» **TASK STATEMENT**
Work out the number of lines in the listing below that include "thought", and answer with it alone.
-- SOURCE DATA follows --
PR #2867, opened 2026-05-26
[OpAMP client] Added health reporting support

robsunday:
Add support for reporting component health to the OpAMP server.
The following actions have to be taken to report agent's health:
1) Enable health reporting by calling `OpampClientBuilder#enableHealthReporting(initialHealth)` - this will ensure that client will send health report in the first message.
2) New health report should be sent every time agent failure/recovery happen by calling `OpampClient#setHealth(ComponentHealth health)`. Original agent start time should be preserved.


opamp-client/src/main/java/io/opentelemetry/opamp/client/OpampClientBuilder.java
```diff
@@ -362,6 +363,19 @@ public OpampClientBuilder enableEffectiveConfigReporting() {
...
+   * status report, as explained <a
+   * href="https://github.com/open-telemetry/opamp-spec/blob/main/specification.md#agenttoserverhealth">here</a>.
+   *
+   * @return this
+   */
+  @CanIgnoreReturnValue
+  public OpampClientBuilder enableHealthReporting() {
+    capabilities = capabilities | AgentCapabilities.AgentCapabilities_ReportsHealth.getValue();
+    return this;
+  }
```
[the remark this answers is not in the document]
robsunday: Initial value is now set

opamp-client/src/main/java/io/opentelemetry/opamp/client/OpampClientBuilder.java
```diff
@@ -389,6 +417,9 @@ public OpampClient build(OpampClient.Callbacks callbacks) {
     if (effectiveConfigState == null) {
       effectiveConfigState = createEffectiveConfigNoop();
     }
```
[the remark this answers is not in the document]
robsunday: Handled differently now

opamp-client/src/main/java/io/opentelemetry/opamp/client/internal/impl/OpampClientImpl.java
```diff
@@ -144,6 +149,14 @@ public void setRemoteConfigStatus(@Nonnull RemoteConfigStatus remoteConfigStatus
     }
   }
 
+  @Override
+  public void setHealth(@Nonnull ComponentHealth health) {
+    if (!Objects.equals(state.health.get(), health)) {
+      state.health.set(health);
+      addFieldAndSend(Field.HEALTH);
+    }
+  }
```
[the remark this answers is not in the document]
robsunday: Agreed, but this is consistent with current approach and is out of scope for this PR. Separate refactoring should be done to make states thread safe.

opamp-client/src/main/java/io/opentelemetry/opamp/client/OpampClient.java
```diff
@@ -35,6 +36,13 @@ static OpampClientBuilder builder() {
    */
   void setRemoteConfigStatus(RemoteConfigStatus remoteConfigStatus);
 
+  /**
+   * Sets the current Agent health which will be sent in the next agent to server request.
+   *
+   * @param health The new component health.
+   */
+  void setHealth(ComponentHealth health);
```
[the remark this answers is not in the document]
robsunday: It is consistent with other methods

opamp-client/src/main/java/io/opentelemetry/opamp/client/OpampClientBuilder.java
```diff
@@ -415,6 +449,13 @@ public opamp.proto.EffectiveConfig get() {
     };
   }
 
+  private static ComponentHealth createInitialHealth() {
```
LikeTheSalad: If I understand correctly, when `setHealth` is not called, this will be the default value. Which by default leaves the status as "unhealthy". Also, since the value is never null, even when `enableHealthReporting()` is not called, a health field will be sent.

If the above is correct, I think we should provide `null` as the default to avoid sending misleading health status reports.

opamp-client/src/main/java/io/opentelemetry/opamp/client/OpampClientBuilder.java
```diff
@@ -362,6 +366,19 @@ public OpampClientBuilder enableEffectiveConfigReporting() {
...
 
+  /**
+   * Adds the ReportsHealth capability to the Client so that the Server expects the Client's health
+   * status report, as explained <a
+   * href="https://github.com/open-telemetry/opamp-spec/blob/main/specification.md#agenttoserverhealth">here</a>.
+   *
+   * @return this
+   */
+  @CanIgnoreReturnValue
+  public OpampClientBuilder enableHealthReporting() {
```
LikeTheSalad: Given that an initial health value must be present when this flag is enabled, I was thinking about enabling it as part of the builder's `setHealth` call, and maybe making this function private. That way, the API helps users properly comply with the spec as the easiest path to take.

The way you did it is more consistent with other flags, but it seems to me that so far this is the first one that requires sending an initial data in the first agent to server message, so it might make the usage less error-prone to combine the health setter with the flag being enabled. In other cases, such as for `enableRemoteConfig`, the flag helps prompt the server to offer configurations to the agent, but just by enabling that flag, the agent doesn't have to send anything immediately, so keeping the flag enabling function public makes more sense in that case imo.

LikeTheSalad (commented):
Thank you, @robsunday 🙏 

It looks good overall, and it follows the same patterns as other fields. Thank you for keeping that consistency. I only have some comments regarding the default value for this new field.

opamp-client/src/main/java/io/opentelemetry/opamp/client/OpampClientBuilder.java
robsunday: Passing `null` was actually my first attempt but I had to make `State.Health` class extending `ObservableState` to allow `null` initial value.

There is one issue with `ObservableState`. Its javadoc says:

> Implementations of state that cannot be stored in memory

In my opinion this is not strictly the case for `State.Health`, so that's why I decided to switch to extending `InMemoryState` which disallows `null` values.

I agree with what you said here - "unhealthy" status is not an optimal solution, but on the other hand it forces developer to set the healthy status consciously on startup time when health reporting is enabled.

To be honest I'd also prefer 'null' solution, but would you be OK with relaxing 'null' validations in InMemeoryState ? Or maybe it would be to introduce one more base class for states?

opamp-client/src/main/java/io/opentelemetry/opamp/client/OpampClientBuilder.java
robsunday: Yes, I did it that way to be consistent with other states and I agree that your recommendation makes sense, however it requires using 'null' for initial value of ComponentHealth, as recommended [above](https://github.com/open-telemetry/opentelemetry-java-contrib/pull/2867#discussion_r3310847869)

opamp-client/src/main/java/io/opentelemetry/opamp/client/OpampClientBuilder.java
LikeTheSalad: Thanks for the detailed explanation, I understand it better now.

> would you be OK with relaxing 'null' validations in InMemeoryState ?

I'm not closed to this option. Right now, the APIs are in a very early stage and the lib is not stable, so it should be the right time to add these kinds of changes. I've thought about a couple of alternatives, such as creating another implementation that allows nullables, or passing "Optional" to InMemoryState, but they don't fully convince me.

For now, I don't want to block you with these API design issues, and it seems like the simplest option is to make `InMemoryState` nullable, so I'm up for going down that path. So please go ahead, and if you happen to run into compiler warnings when doing so for places that might currently rely on the `@Nonnull` annotation added to `InMemoryState.get`, please replace those calls with `State.mustGet` to avoid the compiler warnings.

opamp-client/src/main/java/io/opentelemetry/opamp/client/OpampClientBuilder.java
LikeTheSalad: Got it. Please take a look at my recent response in the other thread.

robsunday: I actually added a parameter to the `enableHealthReporting` and got rid of setHealth from builder class. It is more meaningful to me, but I'm also ok to use `setHealth`.

opamp-client/src/main/java/io/opentelemetry/opamp/client/internal/impl/OpampClientImpl.java
```diff
@@ -130,20 +135,28 @@ public void close() {
...
-    if (!state.remoteConfigStatus.get().equals(remoteConfigStatus)) {
+    if (!state.remoteConfigStatus.mustGet().equals(remoteConfigStatus)) {
       state.remoteConfigStatus.set(remoteConfigStatus);
       addFieldAndSend(Field.REMOTE_CONFIG_STATUS);
     }
   }
 
+  @Override
+  public void setHealth(@Nonnull ComponentHealth health) {
+    if (!Objects.equals(state.health.get(), health)) {
```
robsunday: [for reviewer] I think this needs to be refactored because it is not really thread safe. Other thread may manipulate the state between `state.health.get()` `and state.health.set()` calls.
I'm thinking about adding `boolean update(@Nonnull T value)` method to State interface. It would do atomic get and set, and return `true` if value was updated, so `OpampClientImpl` can call `addFieldAndSend` if value was changed.

LikeTheSalad: Sounds good. I just think it'd be a bit strange to have 2 methods that set the state's value. Maybe the atomic update could be done in the existing `set`, and change its signature to return a boolean.

LikeTheSalad (approved):
Thanks again, @robsunday 🙏

opamp-client/src/main/java/io/opentelemetry/opamp/client/internal/impl/OpampClientImpl.java
robsunday: Done!

LikeTheSalad: Cheers! I already approved your changes, so we just have to wait for one of the repo maintainers to have a look.

robsunday:
Thanks for quick reviews @LikeTheSalad !

robsunday:
@jackshirazi - could you please review?

jackshirazi:
setHealth() can send health without ReportsHealth capability

robsunday:
I added capability verification, also for remote config status reporting

laurit (approved):

PR #280, opened 2022-12-12
Upgrade dependencies

marcograss:
upgrade all dependencies except clap (I saw in a comment you were maybe already working on switching to clap4)

it's pretty straightforward, only sysinfo required some code changes because they return the amount of avail memory in bytes now, not in kB.


bootandy:
Thanks I'll accept this but another PR updated the sysinfo dependency and now it conflicts. If you want to pull and rebase I'll accept.  

The style checks are because of a new version of rust/clippy - I'll fix that myself now.

PR #310, opened 2023-02-13
Fix: some panics are occuring when creating rayon

bootandy:
Wrap and ignore these panics.

I can't reproduce this problem but I'm curious to know if this fixes it


kenden:
This should work (I didn't recompile) and is an improvement!
Still, getting the cryptic message:
`Problem initializing rayon, try: export RAYON_NUM_THREADS=1")`
on the first run of `dust` could be further improved.

PR #315, opened 2023-02-28
feat: default option for depth from config file

### LINKED ISSUE #314: Default depth value from config
The only thing blocks me to alias `dust` to `du` is the `depth` value. I don't want to specify `depth` every single time, and if I forget to add it can be painful if the directory structure is very deep. Most of the time I need `--depth=1`, but not all the time.

I can't set alias to `du="dust --depth=1"` because if I want to use a different value, it will cry about it: "The argument '--depth <depth>' was provided more than once".

The easiest solution would be to add a default value in the config (`depth`) and it would work the same way as other options:
1. If `--depth` is defined, use that value.
2. If `depth` is defined in config, use that value.
3. Otherwise use `usize::MAX` (that's the default now).

Is there a way to achieve it and I just couldn't figure it out or it's a missing feature. If it's a missing feature, I have a branch with it locally so I can file a PR anytime.

yitsushi:
- If `--depth` flag is not defined (or it has an invalid value), a value from the config file will be used.
- If no `depth` entry in the config file (or there is no config file), the default `usize::MAX` will be used.

Added test cases:
- no config and no flag defined              -> `usize::MAX` should be used
- config defined, but flag is not defined    -> config value should be used
- config is not defined, but flag is defined -> flag value should be used
- both config and flag is defined            -> flag value should be used

Additional changes:

- Fixed some clippy issues.
- Added comments to the example `config.toml` file. (copy from flag description)

Closes #314

### DIFF
--- a/config/config.toml
+++ b/config/config.toml
@@ -3,11 +3,29 @@
 #   ~/.config/dust/config.toml
 #   ~/.dust.toml
 
+# Print tree upside down (biggest highest)
 reverse=true
+
+# Subdirectories will not have their path shortened
 display-full-paths=true
+
+# Use file length instead of blocks
 display-apparent-size=true
+
+# No colors will be printed
 no-colors=true
+
+# No percent bars or percentages will be displayed
 no-bars=true
+
+# No total row will be displayed
 skip-total=true
+
+# Do not display hidden files
 ignore-hidden=true
+
+# print sizes in powers of 1000 (e.g., 1.1G)
 iso=true
+
+# Depth to show
+depth=1
--- a/config/config.toml
+++ b/config/config.toml
@@ -26,6 +26,3 @@ ignore-hidden=true
 
 # print sizes in powers of 1000 (e.g., 1.1G)
 iso=true
-
-# Depth to show
-depth=1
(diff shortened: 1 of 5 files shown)


src/display.rs
```diff
@@ -428,7 +428,7 @@ mod tests {
             iso: false,
         };
         DisplayData {
-            initial: initial,
+            initial,
```
yitsushi, line 431:
```
warning: redundant field names in struct initialization
```

config/config.toml
```diff
@@ -3,11 +3,29 @@
...
 skip-total=true
+
+# Do not display hidden files
 ignore-hidden=true
+
+# print sizes in powers of 1000 (e.g., 1.1G)
 iso=true
+
+# Depth to show
+depth=1
```
bootandy, line 31: I might remove this from the default config later - but you will be able to add it back in to your local config if you want it.

yitsushi: Oh that's the default config? I thought it's just an example with a few options.

yitsushi: Removed it from this file.

bootandy: actually this was my bad it was examples - sorry.

Issue #321, opened 2023-04-03
Is it possible to set the unit of measurement to a specified value,like KB?


TYzzt:
When the size of storage is large, the accuracy loses the angle

TYzzt:
[https://github.com/bootandy/dust/pull/322](url)

bootandy:
I'm not particularly keen on adding this flag. What is the usecase for it? 

If you need to know the exact size of a file you can use du for that. 

dust is going to ignore several files anyway with its targetted summary so I'm not sure what value this adds.

TYzzt:
> 

Fast and relatively accurate estimation of storage usage in HPC distributed storage scenarios

bootandy:
Hmm, maybe, let me sleep on it.

sergeevabc:
How do I get size in bytes? When I share files, I prefer to indicate the size in bytes so that people don't get confused by KB, KiB, etc. In addition, one can process the output in bytes later by other programs like awk and convert it into the desired units.

christosg88:
Please add a `--format` option, to specify the output's size format.

I want to parse the output from another script (in Python in my case) to merge it with other reports.
I prefer to call `dust` in a subprocess, and parse its output, because it's much faster than a native-Python solution.
But I don't want to turn my Python script which merges reports to Rust, because it would be too much work and it's already fast enough.

Any chance to implement that?

`dua` offers this option:

```
  -f, --format <FORMAT>
          The format with which to print byte counts

          [default: binary]
          [possible values: metric, binary, bytes, gb, gib, mb, mib]
```

bootandy:
Ok, clearly people want this. I'll look into it.

bootandy:
We could merge the --format flag with the --iso flag. - they seem to do similar things.

hydrasho:
I also need this feature. currently i'm forced to use du which is extremely slow and slows down an important script. i wanted to replace it with dust but it forces the -h (human readable). a --format or the inverse of a -h even if it's not precise would be great! thank !

bootandy:
https://github.com/bootandy/dust/pull/373

it's merged it'll be in the next release.

sergeevabc:
[...]

PR #322, opened 2023-04-10
#321: display the size of a file or directory in "kilobytes"

TYzzt:
added **-k** parameter to display the size of a file or directory in "kilobytes"


TYzzt:
hi, @bootandy, could you please help me review the code

bootandy:
your code looks good.

bootandy:
I think the code you have written is sensible. But I'm just not sure that we need to cover this usecase.

TYzzt:
> 

thank you~ The kilobyte formatting is very useful in scenarios where higher precision is required. This is also the requirement that my work encounters.

keenahn:
I would also like this, as well as bytes (aka the non human-readable version of `du`). I'll fork @TYzzt's branch :).

bootandy:
https://github.com/bootandy/dust/pull/372

Commits from this PR moved to the above PR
-- SOURCE DATA concluded --
» **SOLUTION TO THE PROBLEM**
2